TASK REQUIREMENTS> Each line below from the one containing "### Changes" through the one containing "- **Warm startup**: on" is to be given again exactly, and no line outside that span.
◇ ◇ ◇ ◇ ◇ ◇ ◇
PR #9540, opened 2026-08-05
feat(providers): warm catalog startup from disk snapshot, parallel refresh (opencode-plugin) (#9490)

### LINKED ISSUE #9490: feat(providers): warm catalog startup from disk snapshot, parallel refresh
## Problem / Use Case

Each fresh opencode process rebuilds the catalog (models, combos, pricing, fetched sequentially, ~30s) before the provider registers, even though the plugin writes a ~5MB snapshot every refresh. That snapshot is only read when `/v1/models` fails, so healthy startups re-fetch.

## Proposed Solution

Serve the last snapshot so the provider registers without a network wait. Refresh in parallel, then update cache and snapshot.

## Alternatives Considered

- Parallelize the fetches without the snapshot. Faster, but every new process still blocks on the network.
- Disable enrichment to drop the largest fetch. Cuts load but loses model names and pricing in the picker.

## Acceptance Criteria

- `opencode run` and `opencode models` return in ~1-2s on a warm gateway.
- Parallel refresh keeps today's fallbacks (models -> snapshot, combos -> empty, enrichment -> raw ids).
- Fingerprint mismatch forces a fresh fetch; failed refresh keeps the snapshot.

## Area

CLI Tools Integration

## Related Provider(s)

opencode

## Additional Context

Gateway-side counterpart: #8697. Measured ~30s cold load (3079 models, ~16k enrichment entries).

## Expected Test Plan

Unit tests for the snapshot reader and parallel fetch path.

diegosouzapw:
## Summary

Implements #9490 — the opencode plugin now serves the last disk snapshot at cold startup so the provider registers in ~1-2s instead of blocking ~30s on sequential catalog fetches.

### Changes
- **Warm startup**: on a cache miss, before any network fetch, the existing `diskSnapshotReader` is called. If a fingerprint-matching snapshot with models exists, a static block is published immediately via the same `buildStaticProviderEntry()` call used by the live path.
- **Parallel refresh**: the six sequential `await`s (models, combos, autoCombos, enrichment, compression, connections) are replaced with `Promise.allSettled` fan-out, keeping per-endpoint soft-fail semantics 1:1.
- **Detached refresh**: when a warm snapshot was served, the hook returns immediately and the refresh runs detached. When no snapshot exists (cold first run), the awaited behavior is preserved.
- **Failed refresh keeps the snapshot**: `modelsFetchOk` gate unchanged — a failed refresh never overwrites the snapshot.

### Tests (TDD — Hard Rule #18)
- 12 new tests in `tests/warm-startup.test.ts`: warm startup, fingerprint mismatch, parallel refresh, failed refresh keeps snapshot, concurrent fan-out, soft-fail parity, in-flight dedup, diskCache=false opt-out, empty snapshot skip, snapshot age logging.
- All 290 plugin tests pass (287 existing + 3 updated config-shim tests).

Closes #9490
Refs #8697


diegosouzapw:

diegosouzapw:

diegosouzapw:

diegosouzapw:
◇ ◇ ◇ ◇ ◇ ◇ ◇
EXPECTED ANSWER>
### Changes
- **Warm startup**: on a cache miss, before any network fetch, the existing `diskSnapshotReader` is called. If a fingerprint-matching snapshot with models exists, a static block is published immediately via the same `buildStaticProviderEntry()` call used by the live path.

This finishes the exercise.